Она умолкла, буквально задохнувшись от ярости. Всосалась в папиросу, и та с готовностью швырнула ей на колени и в ветер очередной фонтан искр.
—Зачем же ты меня о помощи просила, если я такой мерзкий?—тихо спросил я.
Она помолчала. Выдохнула дым. Покачала головой. Ее лицо сморщилось от неприязни к самой себе.
—От безвыходности,—отрывисто сказала она.
—Вот видишь,—проговорил я.—От безвыходности люди иногда делают то, чего вовсе не хотят. И то, что в других наверняка осудили бы. Почему ты думаешь, что у меня не бывает безвыходности? Почему ты думаешь, что не бывает безвыходности у тех, кто, как ты говоришь, делает с вами, что хочет?
Она хлестко глянула на меня даже не с негодованием—с гадливым недоумением. Словно я сморозил такую несусветную глупость, какой даже названия не подобрать. Снова отвернулась и непримиримо отрезала:
—У вас власть. Вы за все отвечаете. Вы же сами все это устроили!

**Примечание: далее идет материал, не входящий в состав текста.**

Issue #28, opened 2026-02-28
feat(v0.11): Diagnostics Flags UI — toggle openclaw.json flags without editing JSON


vivekchand:
## Overview
Part of **Phase 1 'The Debugger'** (v0.11). Addresses Gap #7.

## Problem
Toggling diagnostics flags (e.g. `telegram.http`, `webhook.*`) requires manually editing `openclaw.json` or setting env vars. No visual indication of which flags are active. Sometimes requires gateway restart.

## Proposed Solution
A **Settings panel** that reads `openclaw.json`, renders `diagnostics.flags` as toggle checkboxes, and writes changes back immediately.

## UI Spec
- Toggle list with search input
- ~20 common flags with human-readable descriptions pre-listed:
  - `telegram.http`, `telegram.payload`, `webhook.*`, `queue.*`, `session.*`, `model.*` etc.
- Custom flag input for unlisted flags
- Active flag count badge in nav
- Banner: 'Gateway restart required to apply changes' when relevant

## Safety
- Config file backed up before any write (`openclaw.json.bak`)
- Changes diffed and shown before saving
- Read-only mode if config not writable

## Acceptance Criteria
- [ ] Settings panel accessible from nav
- [ ] Known flags listed with descriptions
- [ ] Toggle writes to openclaw.json immediately
- [ ] Active flag count shown in nav badge
- [ ] Restart hint banner shown when needed
- [ ] Backup created before write
- [ ] Works on macOS, Linux, Windows config paths

## Priority
**P0** — Medium impact, medium effort.

_Identified in the ClawMetry Observability Roadmap v1.0 (Feb 2026)_

PR #867, opened 2026-05-05
fix(dashboard): bound transcript scans and stagger widgets - optimize data loading time in widgets

ruzeynalov:
## Summary

Fixes slow dashboard widget loads on installs with large OpenClaw runtime artifacts. The dashboard was scanning `.trajectory.jsonl` and `.checkpoint.*.jsonl` files for analytics paths where those files duplicate canonical session transcripts, causing first-load widgets to queue behind hundreds of MB of JSONL reads.

This PR keeps analytics on canonical session/reset transcripts, bounds expensive history scans, and staggers non-critical widgets so the overview becomes usable quickly instead of stampeding the backend.

## How it works

1. **Skip duplicate runtime artifacts in transcript analytics** — usage and dashboard analytics ignore `.trajectory`, `.checkpoint`, and `.deleted` JSONL files so `/api/usage` stays focused on canonical transcripts.

2. **Bound Brain history reads** — `/api/brain-history` now supports `limit`, skips artifact files by default, sorts sessions newest-first, reads head + bounded tail instead of `readlines()` on every file, and keeps a tiny short-lived cache.

3. **Cache heavy overview cards** — `/api/autonomy` and `/api/sessions/clusters` get small TTL caches, and both avoid duplicated runtime artifacts where applicable.

4. **Reduce hot-path session fanout** — overview/session/subagent gateway lookups use smaller limits on dashboard hot paths, while `/api/subagents?full=1` still allows a complete scan when needed.

5. **Avoid frontend boot stampedes** — the overview starts critical widgets immediately and staggers expensive/non-critical cards; duplicate active-task refreshes are removed.

6. **Unstick diagnostics/health panels** — diagnostics now renders in the System Health panel, `/api/config-diagnostics` aliases `/api/diagnostics`, and nested health-card fetches have bounded timeouts.

### Test plan

1. Open dashboard on an install with many .trajectory.jsonl / .checkpoint.*.jsonl files — overview widgets should populate without a long 30s+ wait
2. Brain tab still loads recent events and supports SSE with the stored auth token
3. System Health shows Diagnostics instead of staying on Loading diagnostics...
4. /api/subagents returns quickly by default; /api/subagents?full=1 can still do the complete historical scan

```bash
15 passed in 2.36s
```

### DIFF
--- a/clawmetry/static/js/app.js
+++ b/clawmetry/static/js/app.js
@@ -1659,17 +1659,18 @@ async function loadAll() {
     // Render overview quickly; do not block on heavy usage aggregation.
     var overview = await fetchJsonWithTimeout('/api/overview', 3000);
 
-    // Start secondary panels immediately.
-    startActiveTasksRefresh();
+    // Start only critical secondary panels immediately. Expensive/non-critical
+    // cards are staggered below so the initial widget load does not stampede
+    // the backend and queue behind transcript analytics.
     loadActivityStream().catch(function(e){console.warn('activity stream failed',e)});
     loadHealth().catch(function(e){console.warn('health failed',e)});
     loadMCTasks().catch(function(e){console.warn('mctasks failed',e)});
-    if (typeof loadReliabilityCard === 'function') loadReliabilityCard().catch(function(e){console.warn('reliability card failed',e)});
-    if (typeof loadAnomalyPanel === 'function') loadAnomalyPanel().catch(function(e){console.warn('anomaly panel failed',e)});
-    if (typeof loadTokenVelocity === 'function') loadTokenVelocity().catch(function(e){console.warn('velocity check failed',e)});
+    if (typeof loadReliabilityCard === 'function') setTimeout(function(){ loadReliabilityCard().catch(function(e){console.warn('reliability card failed',e)}); }, 1200);
+    if (typeof loadTokenVelocity === 'function') setTimeout(function(){ loadTokenVelocity().catch(function(e){console.warn('velocity check failed',e)}); }, 1600);
     if (typeof loadDiagnostics === 'function') loadDiagnostics().catch(function(e){console.warn('diagnostics failed',e)});
-    if (typeof loadAutonomy === 'function') loadAutonomy().catch(function(e){console.warn('autonomy failed',e)});
     if (typeof loadHeartbeat === 'function') loadHeartbeat().catch(function(e){console.warn('heartbeat panel failed',e)});
+    if (typeof loadAutonomy === 'function') setTimeout(function(){ loadAutonomy().catch(function(e){console.warn('autonomy failed',e)}); }, 2600);
+    if (typeof loadAnomalyPanel === 'function') setTimeout(function(){ loadAnomalyPanel().catch(function(e){console.warn('anomaly panel failed',e)}); }, 3600);
     document.getElementById('refresh-time').textContent = 'Updated ' + new Date().toLocaleTimeString();
 
     if (overview.infra) {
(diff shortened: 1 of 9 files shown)


vivekchand (commented):
## Test plan & review notes

Thanks for this, @ruzeynalov — a really solid performance fix with thoughtful test coverage. The artifact-filter + head/tail I/O approach looks right, and the new test file covers the core invariants well.

**What changed**
- Filters `.trajectory.jsonl` / `.checkpoint.*.jsonl` / `.deleted.jsonl` out of all analytics paths (usage, brain, autonomy, clusters, subagents); adds short-lived in-process caches to `/api/autonomy`, `/api/subagents`, `/api/brain-history`, and `/api/sessions/clusters`; staggers non-critical frontend widgets up to 3.6 s after initial load; fixes the "Loading diagnostics…" hang; and adds `/api/config-diagnostics` as an alias.

**Smoke commands**
```bash
make test
# Or to run just the new perf tests:
python -m pytest tests/test_dashboard_perf_hotfix.py -v

# Then start the server and load the dashboard:
```

**What to look at visually**
- `http://localhost:8900` — the main overview should reach a usable state in under 3 s on a workspace with many `.trajectory.jsonl` files; Reliability, Autonomy, and Anomaly cards should appear a few seconds later rather than all at once
- `http://localhost:8900` → **System Health** tab — the Diagnostics sub-panel should show gateway URL, workspace path, and auth-token status instead of "Loading diagnostics…"
- `http://localhost:8900/api/subagents` vs `/api/subagents?full=1` — the default response should return quickly; the `?full=1` variant should do the full historical scan

1. **`tail_bytes` seek in text mode** — `_scan_spawn_events_from_jsonl` opens files with `open(fpath, "r")` and then calls `fh.seek(size - tail_bytes)` where `size` comes from `os.path.getsize`. On Windows, `getsize` returns the on-disk byte count but text-mode `seek` on a CRLF file treats the position differently, which can cause the seek to land mid-character. The `fh.readline()` guard helps but may not fully protect against this. `routes/brain.py` already uses `open(path, "rb")` for the same pattern — it would be worth aligning `sessions.py` to the same binary-open approach.

2. **`sessions_list` limit reduced from 50→20 (and 100→20 in subagents)** — on an install with more than 20 concurrent or recent sessions, the sessions list, subagents panel, and overview may silently truncate. Worth confirming this limit is still safe for the typical multi-agent use-case, or exposing it as a tunable (like `CLAWMETRY_SUBAGENTS_SCAN_MAX_FILES` already does for the JSONL scan).

3. **`startActiveTasksRefresh()` removed from both `loadAll()` and `bootDashboard()`** — if `loadOverviewTasks` is the only remaining caller and it doesn't set up its own polling interval, the active-tasks panel might stop refreshing after the first paint. Worth confirming `startOverviewTasksRefresh` (which is still called in `bootDashboard`) covers the same cadence.

4. **Module-level cache dicts are process-global** — the caches in `brain.py`, `sessions.py`, `autonomy.py`, and `usage.py` are plain dicts. Under multi-worker Waitress/gunicorn deployments each worker has its own copy, so cache hits will be inconsistent across workers. Not a correctness bug, but worth a note in a comment so future readers don't assume cross-worker coherence.

**Merge state**
- GitHub reported `mergeable_state: unknown` (still being computed at review time). If it comes back as `BEHIND`, you'll need to rebase your fork branch (`fix/runtime-artifact-widget-performance`) onto the latest `vivekchand/clawmetry:main` — since this is a fork PR, that rebase needs to happen on your side: `git fetch upstream && git rebase upstream/main`.

**Issue link**
- No linked issue found in the PR body. A code comment in `routes/health.py` references `GH#28` for the diagnostics panel — if that's a real issue it would be worth adding `Closes #28` (or the correct number) to the PR description so it auto-closes on merge. If there isn't a tracking issue yet, one would help future bisects.

---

—Нет,—мягко проговорил я.—Это устроили те, кто кричал: ура микадо!
Если б не они, хотел сказать я, бандиты остались бы бандитами и мыкались бы по тюрьмам, получая свое, мечтатели остались бы мечтателями и писали бы замечательные книги, лечили бы и спасали людей, и ни тем, ни другим не пришлось бы бок о бок разгребать руины, наполовину мародерствуя, наполовину мечтая. А революция оказалась бы именно революцией: насильственным изменением строя в стране, а не насильственным изменением страны.
Но пока я мучительно старался выразить все это покороче и потактичней, чтобы, не ровен час, не обидеть, она решила, что уже поняла.

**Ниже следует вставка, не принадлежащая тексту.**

PR #928, opened 2026-05-08
[RELEASE] fix(install): retry /api/register on Cloud Run cold start

vivekchand:
## Summary

Fresh-install onboarding silently falls into "local mode" (no cloud sync) when the registration POST to \`ingest.clawmetry.com/api/register\` hits a Cloud Run cold start that exceeds the previous **15s** timeout.

User just hit this on a fresh Linux box:
\`\`\`
Setting up your cloud dashboard...
Could not reach cloud: The read operation timed out
Installed (local mode)
\`\`\`

Same class of bug we already fixed for the daemon's heartbeat + intent-start handshake in PR #135 — \`/api/register\` was missed.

На несколько мгновений ее будто парализовало. Она так и замерла щекой ко мне, сутулясь, почти горбясь, с тлеющей папиросой в прокуренных пальцах. Потом размашисто кинула окурок в кастрюлю. Промахнулась; окурок, разматывая струйку дыма, покатился по битому асфальту. Встала. И, сощурившись, изо всех сил ударила меня по щеке.

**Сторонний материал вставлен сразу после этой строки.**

PR #936, opened 2026-05-09
feat(sync): track initial sync progress + /api/sync-progress endpoint (#748 part 1)

### LINKED ISSUE #748: feat: sync progress banner on cloud dashboard after fresh install
## Problem

After `curl | bash` install, the cloud dashboard immediately shows the node detail but all tabs are empty:
- Brain: "No brain activity events found"
- Memory: "No memory data synced"
- Tokens: 0/0
- Overview: mostly empty

The sync daemon IS running and syncing data (visible in `clawmetry status`), but the dashboard has no indication. **Looks broken when it's just waiting for initial sync.**

### 1. Sync progress endpoint (OSS → Cloud)
The sync daemon should report progress to cloud during initial sync:
```
POST /ingest/sync-progress
{
  "node_id": "agent+Macbook-Pro-local",
  "phase": "sessions",    // sessions | events | memory | crons | complete
  "done": 6,
  "total": 11,
  "started_at": "2026-04-19T02:18:15Z"
}
```

### 2. Dashboard banner (Cloud)
When a node's last sync started < 2 minutes ago and phase != "complete":
```
🔄 Initial sync in progress — sessions synced, events syncing... (~30s remaining)
```
Auto-dismisses when sync completes. Shows a progress bar.

### 3. Empty state improvement
Replace "No brain activity events found" with:
```
⏳ Waiting for initial sync...
Your agent data is being encrypted and synced to the cloud.
This usually takes 30-60 seconds.
```

## Notes
- Needs coordination with agent team for sync state tracking
- The sync daemon already logs progress: `Recent sessions: 6 events synced`, `Session metadata: 11 rows synced`, `Crons: 1 synced`
- Should work for both fresh installs and reconnects

/cc @vivekchand

vivekchand:
Closes #748 (partially — see Scope).

## What
- Add `_record_sync_progress(phase, done, total, status)` helper in `clawmetry/sync.py` that writes `~/.clawmetry/sync_progress.json` atomically (tmp + `os.replace`).
- Hook it at the start and end of `sync_sessions`, `sync_sessions_recent`, `sync_session_metadata`, `sync_memory`, and `sync_crons` so the daemon emits live progress during the initial sync cycle.
- Mark `phase="complete"`, `status="complete"` once the daemon's startup recent-sync block finishes.
- Expose `GET /api/sync-progress` in `dashboard.py` (next to the existing OSS shims) that returns the JSON file — 404 before the first write, 200 with body otherwise. Local-only, no auth.

## How
The progress file uses the same `CONFIG_DIR = ~/.clawmetry` convention already used by `STATE_FILE` and `CONFIG_FILE`. Atomic write protects the dashboard reader from torn JSON. Hooks are positioned after the existing `_sync_allowed()` early-return so we don't lie about progress on paused (expired-trial) accounts.

The new endpoint follows the direct-`@app.route` style of the cloud shims registered inside `detect_config()` rather than introducing a one-route blueprint just for this — keeps the diff to two files.

## Scope
This is **Part 1 — OSS-side state tracking only**. Follow-ups:
- **Part 2:** cloud-side ingest endpoint to receive these progress events from the daemon (so the cloud dashboard can show the banner too, not just the local OSS dashboard).
- **Part 3:** the actual sync-progress banner UI on the dashboard, consuming `/api/sync-progress`.

Net diff: 69 lines across 2 files.

## Test plan
- [ ] On a fresh install, run `clawmetry connect` and confirm `~/.clawmetry/sync_progress.json` appears once the daemon starts.
- [ ] `curl localhost:<dashboard-port>/api/sync-progress` returns the expected JSON shape.
- [ ] Before any sync runs, the same endpoint returns 404 with `{"error": "no sync progress yet"}`.
- [ ] Existing daemon behaviour is unchanged on a system that already has `initial_backfill_done=true` — progress just reports each cycle's results.

Co-Authored-By: Dhriti <noreply@clawmetry.com>

### DIFF
--- a/clawmetry/sync.py
+++ b/clawmetry/sync.py
@@ -237,6 +237,45 @@ def save_state(state: dict) -> None:
     STATE_FILE.write_text(json.dumps(state, indent=2))
 
 
+# ── Initial-sync progress (vivekchand/clawmetry#748) ─────────────────────────
+# Tracks per-phase progress to ~/.clawmetry/sync_progress.json so the local
+# dashboard can show a "syncing…" banner on fresh installs instead of empty
+# tabs. Written atomically (tmp + rename) because the dashboard reads this
+# file on every banner poll.
+SYNC_PROGRESS_FILE = CONFIG_DIR / "sync_progress.json"
+_sync_progress_started_at: str | None = None
+
+
+def _record_sync_progress(
+    phase: str, done: int, total: int = 0, status: str = "running"
+) -> None:
+    global _sync_progress_started_at
+    try:
+        CONFIG_DIR.mkdir(parents=True, exist_ok=True)
+        now = datetime.now(timezone.utc).isoformat()
+        if _sync_progress_started_at is None:
+            _sync_progress_started_at = now
+        try:
+            cfg = load_config()
+            node_id = cfg.get("node_id", "")
+        except Exception:
+            node_id = ""
+        payload = {
+            "node_id": node_id,
+            "phase": phase,
+            "done": int(done),
+            "total": int(total),
+            "status": status,
+            "started_at": _sync_progress_started_at,
+            "updated_at": now,
+        }
+        tmp = SYNC_PROGRESS_FILE.with_suffix(".json.tmp")
+        tmp.write_text(json.dumps(payload, indent=2))
+        os.replace(tmp, SYNC_PROGRESS_FILE)
+    except Exception as e:
+        log.debug(f"Could not record sync progress ({phase}): {e}")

У меня глупо, как у игрушечного болвана, мотнулась голова. Это было очень неожиданно и больно. До слез больно.
Она всматривалась в мое лицо с такой жадностью, что даже пригнулась, как охотница. И, конечно, заметила, что на глазах у меня нахохлились слезы.
—Плачешь?—спросила она.—Это хорошо. Может, поймешь, как мы плачем.
—Аня,—сказал я, улыбнувшись еще подрагивавшими от боли губами.—Ты же сейчас, почитай, меня расстреляла.